• **Directions**:
Transcribe only the last portion of the material: exactly the lines from the one with "- [x] ahavercosf" through the end, inclusive.
────────
Issue #649, opened 2022-12-02
[RFC]: Add C implementations to base special math functions (tracking issue)


kgryte:
### Description

This RFC proposes adding C implementations to all base special math functions. The purpose of this issue is to serve as a tracking issue for adding C implementations.

### Packages

- [x] abs
- [x] abs2
- [x] abs2f
- [x] absf
- [x] acos
- [x] acosf
- [x] acosd
- [x] acosdf
- [x] acosh
- [ ] acoshf
- [x] acot
- [x] acotf
- [x] acotd
- [x] acotdf
- [x] acoth
- [ ] acothf
- [x] acovercos
- [x] acovercosf
- [x] acoversin
- [x] acoversinf
- [x] acsc
- [x] acscf
- [x] acscd
- [x] acscdf
- [x] acsch
- [ ] acschf
- [x] ahavercos
- [x] ahavercosf
- [x] ahaversin
- [x] ahaversinf
- [x] asec
- [x] asecf
- [x] asecd
- [x] asecdf
- [x] asech
- [ ] asechf
- [x] asin
- [x] asinf
- [x] asind
- [x] asindf
- [x] asinf
- [x] asinh
- [ ] asinhf
- [x] atan
- [x] atanf
- [x] atan2
- [x] atan2f
- [x] atand
- [x] atandf
- [x] atanh
- [ ] atanhf
- [x] avercos
- [x] avercosf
────────
• **Solved problem**:
- [x] ahavercosf
- [x] ahaversin
- [x] ahaversinf
- [x] asec
- [x] asecf
- [x] asecd
- [x] asecdf
- [x] asech
- [ ] asechf
- [x] asin
- [x] asinf
- [x] asind
- [x] asindf
- [x] asinf
- [x] asinh
- [ ] asinhf
- [x] atan
- [x] atanf
- [x] atan2
- [x] atan2f
- [x] atand
- [x] atandf
- [x] atanh
- [ ] atanhf
- [x] avercos
- [x] avercosf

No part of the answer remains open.